Word has it that a 600 lb even bear was killed today  10/6/2011.  Pretty reliable source since some of my dogs were baying it


----------



## jmcrae1 (Oct 6, 2011)

pics?


----------



## bullsprig1100 (Oct 6, 2011)

I got word of it today from way up in Washington NC.....Word spreads fast!


----------



## plotthunter05 (Oct 6, 2011)

It only makes sense that the best dog I've ever been to the woods with would be baying the biggest bear in the woods


----------



## GA DAWG (Oct 7, 2011)

I wanna come down there and go with some of you bear doggers some time.


----------



## ALLBEEF (Oct 7, 2011)

GA DAWG said:


> I wanna come down there and go with some of you bear doggers some time.




ME TOO!! I don't care about shooting......I just want to watch and help when needed.


----------



## EMT36296 (Oct 7, 2011)

http://forum.gon.com/album.php?albumid=5874&pictureid=32498


----------



## Marlin_444 (Oct 7, 2011)

Doggin Bears in Georgia? 

Hmmmm...

*V*


----------



## brandonsc (Oct 7, 2011)

must be nice to run dogs, wonder when we'll be able to run'em in north ga?


----------



## GA DAWG (Oct 7, 2011)

Marlin_444 said:


> Doggin Bears in Georgia?
> 
> Hmmmm...
> 
> *V*


I figured you knew it was legal in south ga beings your such a big bear hunter an all.


----------



## Trizey (Oct 7, 2011)

GA DAWG said:


> I figured you knew it was legal in south ga beings your such a big bear hunter an all.



Didn't you mean "little" bear hunter!  Lol


----------



## BBowman (Oct 7, 2011)

I just saw the picture.  Holy Cow!  Was it killed in on the Fargo or Folkston side of the swamp?  Next question, how do I get one.  Heck, I'd be happy with one half that size.


----------



## oldways (Oct 7, 2011)

Super nice bear I love that swamp.
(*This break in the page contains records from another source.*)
PR #366, opened 2026-09-07
feat(worker): let a fixed mailbox problem stop showing as an error

### LINKED ISSUE #362: Mailbox errors are never cleared once the condition passes
## Problem

`email_account_errors` rows are only ever resolved by a credential reconnect: the sole caller of any resolve helper is `internal/app/email/reauth.go:207`, and it resolves credential codes only. Nothing clears anything else, and the mailbox drawer renders every unresolved row in its red "Needs attention" box (`web/src/components/app/emails/InboxDetails.tsx:659-674`), with `calculateAccountHealth` holding the mailbox at "warning" while one exists.

So a `SERVER_UNREACHABLE` written during a five minute outage in March is still shown in September, and the mailbox never returns to healthy on its own.

#350 made this more visible rather than causing it. Before, the IMAP sync swallowed transport errors by mapping them to nil, so the sync loop rarely wrote one; now a genuine outage is reported, correctly, and then never withdrawn. The two folder warnings it added (`MAX_FOLDERS_REACHED`, `FOLDER_ID_CONFLICT`) have the same problem, and both are conditions a user can fix, after which the warning should go away by itself.

## Fix

Resolve a transient error when the condition that raised it has passed:

- a sync pass that completes without a transport error resolves `SERVER_UNREACHABLE` and `CONNECTION_LOST` for that mailbox
- a folder listing that no longer overflows, or no longer has conflicting ids, resolves the matching warning
- a successful send resolves the send-side transient codes

The worker already relays `SYNC_STATE` every pass, so the consumer has a place to hang this without a new event. Note the drawer also renders a WARNING identically to a CRITICAL; severity is carried on the row (`internal/models/analytics.go:174`) and could distinguish them visually.

### LINKED ISSUE #363: The IMAP flag scan holds a full snapshot per folder, up to 74 MB per mailbox
## Problem

`imapScanFlags` (`internal/app/worker/wmail/sync_imap_flags.go`) keeps the previous scan as `map[uint32]imap.FlagState`, holding the Message-ID string and the flag slice for every message in the window, per folder, for the life of the worker process.

The window is `config.ImapFlagScanWindow` (5,000 UIDs) and a mailbox may have up to `config.MaxEmailFolders` (100) folders. Measured with a representative Message-ID and one flag:

| Approach | Per mailbox, worst case |
| --- | --- |
| Current, full snapshot | 74 MB |
| Storing only a flag hash | 14 MB |

A cold-SMTP worker's base capacity is 16 mailboxes (`worker_capacity_view`), so the worst case is roughly 1.2 GB against 230 MB. It applies only to servers without CONDSTORE, which is the Microsoft 365 and Outlook.com population the scan was written for, and those are exactly the accounts likely to have many folders.

## Fix

The previous scan only has to answer "did this message's flags change". Store a hash of the sorted flag set, `map[uint32]uint64`. The Message-ID is not needed from the previous scan at all, because the current fetch already carries it for any UID whose hash differs.

meszmate:
Closes #362, closes #363.

Two follow-ups to #350, both about it being tidy rather than merely correct.

## An error row is never withdrawn

The only caller of any resolve helper is the credential reconnect in `internal/app/email/reauth.go`, and it resolves credential codes. Nothing else clears anything, and the mailbox drawer renders every unresolved row in its red "needs attention" box while `calculateAccountHealth` holds the mailbox at "warning".

#350 made this visible rather than causing it. Before, the IMAP sync mapped transport errors to nil and rarely wrote one; now a genuine outage is reported, correctly, and then never withdrawn. A five-minute blip left a red error on the mailbox permanently.

A relayed `SYNC_STATE` is the signal that was missing. It only arrives when a pass completed, which means the worker reached the server, listed its folders and finished the tick, so it disproves exactly the connection errors and nothing else. `SERVER_UNREACHABLE`, `CONNECTION_LOST` and `RESOURCE_NOT_FOUND` are now resolved on it. Credentials, domain authentication and the fair-use deactivations are deliberately untouched: a completed sync says nothing about those, and clearing them would hide a problem the mailbox's owner still has to fix.

## The folder warnings were the wrong shape

The two warnings #350 added were events, but they describe a *state*: this mailbox has more folders than we follow, or two of its folders share an id. Both are things the user can fix, and neither could ever be withdrawn, so the warning outlived the problem.

They now ride the sync state and are rendered in the drawer's Sync card next to the deferred-message count, which is where the other "here is what is happening to your sync" lines already live. The note disappears on the next pass once the cause is gone. The two error codes and their variants are removed, since nothing raises them.

This is a better fit than the error table in a second way: the Sync card is informational, while the errors box is red and sits under "Needs attention" regardless of severity, which is a lot of alarm for "you have 105 folders and we sync 100 of them".

## The flag scan kept more than it needed

`imapScanFlags` held the Message-ID and the flag slice for every message in the window, per folder, for the life of the worker. Measured at the window and folder limits:

| Approach | Per mailbox, worst case |
| --- | --- |
| Full snapshot | 74 MB |
| Fingerprint per UID | 14 MB |

A cold-SMTP worker's base capacity is 16 mailboxes, so that is roughly 1.2 GB against 230 MB, and it applies only to servers without CONDSTORE, which is the Microsoft 365 population with the most folders. The previous scan only has to answer "did this change", and the current fetch already carries the Message-ID for any UID that did, so it now stores an order-independent digest of the flag set.

## Verification

- `make lint` and `go test ./internal/...` pass; `pnpm typecheck` and `pnpm lint` pass in `web/`, `pnpm types:check` and `pnpm lint` in `docs/`.
- New consumer tests cover both halves of the resolution rule: the connection codes are cleared, and the actionable ones are not.
- The folder test now asserts the counts are relayed as state, never as an error row, and drop back to zero once the condition clears.

## Summary by CodeRabbit

* **Bug Fixes**
  * Transient mailbox connection and server errors now clear automatically after a successful sync.
  * Sync warnings now accurately reflect folder-cap and duplicate-folder-ID issues, including affected folder counts.
  * Folder-related warnings clear when the underlying conditions are resolved.
  * Sync status warnings are shown in the mailbox drawer’s **Sync** card.

* **Documentation**
  * Updated troubleshooting and mailbox guidance to explain automatic recovery, warning locations, and folder-sync limitations.


meszmate:
All three were right.

**The stale-event race is the real one.** `NATSBus.Subscribe` creates its consumer with `MaxDeliver: 10` and no `MaxAckPending`, so out-of-order redelivery is possible, and `ResolveByCodes` resolved every matching row regardless of when it was raised. Worse than it first looks: because #350 reports an outage once rather than once per pass, a wrongly-cleared error would not have been re-raised until the next distinct outage, so the mailbox would have looked healthy while it was still down.

Resolution is now bounded to errors raised before the pass ran, through a new `ResolveByCodesBefore`. A state carrying no timestamp cannot be bounded, so it resolves nothing rather than guessing. Both cases have tests, including one asserting the bound passed is the pass's own timestamp.

**Archive** was missing from the drawer's list of folders the cap always keeps, while the docs named it. The code does keep it: `rankFolders` ranks anything `CanonicalFolder` maps away from the inbox, which includes archive. Fixed in the copy.

**The singular verb** was wrong, thank you: it read "1 folder share an internal id".

PR #374, opened 2026-09-08
Match an inbound Message-ID with and without its angle brackets

joaoppa:
## The problem

The two sides of the reply-to-campaign link disagree on the form of a Message-ID.

`advanced.cleanMessageID` strips the angle brackets off an inbound `In-Reply-To` before the lookup:

```go
func cleanMessageID(mid string) string {
    return strings.TrimSpace(strings.Trim(mid, "<>"))
}
```

`GetTaskByMessageID` then compares that bare form against the column with `WHERE message_id = $1`, while the outbound stamp always stores the bracketed RFC 5322 form. The compare could not agree, so `replied_at` was never stamped: `stop_on_reply` stayed inert and a contact who had already answered kept receiving the rest of the sequence.

## Evidence from a live self-host

A campaign test with 6 sends and 4 real replies. The replies synced with `in_reply_to` populated, and every one missed:

```
campaign | matches raw = 0 | matches normalised = 4
email    | matches raw = 0 | matches normalised = 1
warmup   | matches raw = 16 | matches normalised = 35
```

Warmup matching partly raw is the tell. `tasks.message_id` is stored bracketed 100% of the time; the variation is on the other side, because the replying client decides. On this install the synced replies split **21 bracketed to 27 bare**, so a raw compare succeeded only when the client happened to keep the brackets.

`campaign_contact_progress.replied_at` and `reply_class` were NULL for all six contacts.

## A second bug the regression test surfaced

With an empty `messageID`, the old predicate became `WHERE message_id = ''`, which is not a miss but a match: this install carries **151 tasks with an empty `message_id`**. A reply arriving with no `In-Reply-To` header at all matched one of them and linked itself to an unrelated campaign.

That is worse than the bracket bug and independent of it: not a lost attribution but a wrong one. The empty guard closes it.

## The change

- normalise the input once, then probe **both exact forms** (`WHERE message_id = $1 OR message_id = $2`, bare and bracketed)
- return early on an empty id

Probing two exact values rather than normalising the column keeps the lookup on the `message_id` index; `TRIM()` in the predicate would scan every task row on each inbound reply.

All three callers (`inbound_bounce.go:23`, `:79`, `advanced/service.go:858`) already test `task == nil`, so the early return needs no caller change.

The second commit replaces the bare `_ =` on `ProcessIncomingReply` in `HandleNewEmail` with a logged warning. It stays best-effort and non-blocking, as the comment above the call intends; only the silence changes. A failure there is currently indistinguishable from a reply that linked correctly, which is what made the bug above take a database query to find rather than a log line.

## Tests

`internal/repository/task_message_id_live_test.go`, in the existing `liveContactDB` + `WARMBLY_TEST_DB` pattern. Verified both ways: passes with the change, **fails without it**, including the `empty message id is not a wildcard` case, which is what surfaced the second bug.

gofmt, `go build ./...`, `go vet` and golangci-lint (v1.64.8) clean on top of current main.

## Summary by CodeRabbit

- **Bug Fixes**
  - Improved email reply processing by recognizing Message-IDs with surrounding whitespace or angle brackets.
  - Prevented empty Message-IDs from incorrectly matching tasks.
  - Preserved selection of the newest matching task.
  - Added error logging for incoming reply processing issues while allowing inbox ingestion to continue.

## Verified in production

Deployed on the self-host the evidence above came from, then a real reply was sent to a live campaign email:

```
replies linked today                      4 of 4
reply_class                               negative / positive, confidence 0.7, source model
follow-ups still pending for a replier    0
reply-intent warnings in the consumer     none
```

Before the change the same campaign left `replied_at` NULL on all six contacts. After it the link is made, the classifier runs, and `stop_on_reply` fires: nothing is queued for anyone who answered.

The silent consumer log also settles a question the investigation had left open. There was a suspicion that the sender-address fallback after the In-Reply-To lookup was failing independently, since it should have rescued the link even with the bracket mismatch. With the error now logged rather than discarded, it stays quiet, so there was no second failure: the bracket mismatch accounted for all of it.

### DIFF
--- a/internal/app/consumer/event_new_email.go
+++ b/internal/app/consumer/event_new_email.go
@@ -93,7 +93,14 @@ func (s *JobsService) HandleNewEmail(ctx context.Context, e *models.JobEventNewE
 	// campaign progress, gating replied_at so automated replies (auto_reply /
 	// out_of_office) never count as a human reply for stop_on_reply / branching.
 	if s.AdvancedService != nil {
-		_ = s.AdvancedService.ProcessIncomingReply(ctx, e.Message.EmailID, e.Message)
+		// Logged, not propagated: the ingest must survive it, but a silent
+		// failure here is indistinguishable from a reply that linked fine.
+		if xerr := s.AdvancedService.ProcessIncomingReply(ctx, e.Message.EmailID, e.Message); xerr != nil {
+			log.Warn().Err(xerr).
+				Str("email_account_id", e.Message.EmailID.String()).
+				Str("message_id", e.Message.MessageID).
+				Msg("Reply-intent automation failed; inbox ingest kept")
+		}
 	}
 
 	return nil
--- a/internal/repository/pg_task.go
+++ b/internal/repository/pg_task.go
@@ -4,6 +4,7 @@ import (
 	"context"
 	"database/sql"
 	"errors"
+	"strings"
 	"time"
 
 	"github.com/google/uuid"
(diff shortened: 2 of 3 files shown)


meszmate:
Merging this. Verified independently before doing so.

The core defect is real and is in fact wider than described. `generateMessageID` (`internal/tasks/email_sender.go:158`) always mints the bracketed form and it reaches `tasks.message_id` unmodified through `UpdateTaskMessageID`, while every caller of `GetTaskByMessageID` hands it a bare id. That is not only the reply path: the worker strips brackets at `wmail/bounce.go:47` and `:87`, and `inbound_bounce.go:18` and `:76` strip again, so inbound NDR and abuse-report attribution have been missing for the same reason. This fixes all three call sites.

I ran the regression test both ways against a live database. It passes with the change and fails on current `main` on the bare-form and surrounding-whitespace cases, so the test earns its place.

One correction for the record, since it does not change the patch but should not become repo lore: the second bug described above, an empty Message-ID acting as a wildcard, is not reachable in the shipped code. Every caller already guards it. `advanced/service.go:1042` skips an empty candidate, and `inbound_bounce.go:19` and `:77` both trim and return early. So no reply has ever reached that query with an empty id, and nothing was mis-attributed in production by that path. The wildcard really does exist one layer down (the live test confirms `WHERE message_id = ''` matches a real row), so the guard is correct defense in depth at the repository boundary and I am keeping it. It just was not a live bug.

Thanks for the fix, and for the test.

Congrats to the hunter.


----------



## Marlin_444 (Oct 7, 2011)

GA DAWG said:


> I figured you knew it was legal in south ga beings your such a big bear hunter an all.



Wow...  

Make one comment about Bear Doggin and some folks start peelin back a band aid... 

Hey, I don't care how you hunt...  




Trizey said:


> Didn't you mean "little" bear hunter!  Lol



I paid my debt to society (and the county magistrate - LOL)...

I'll be out in the Bear Woods too...

*V*


----------



## EMT36296 (Oct 7, 2011)

BB, it was killed on the Fargo side of the swamp.


----------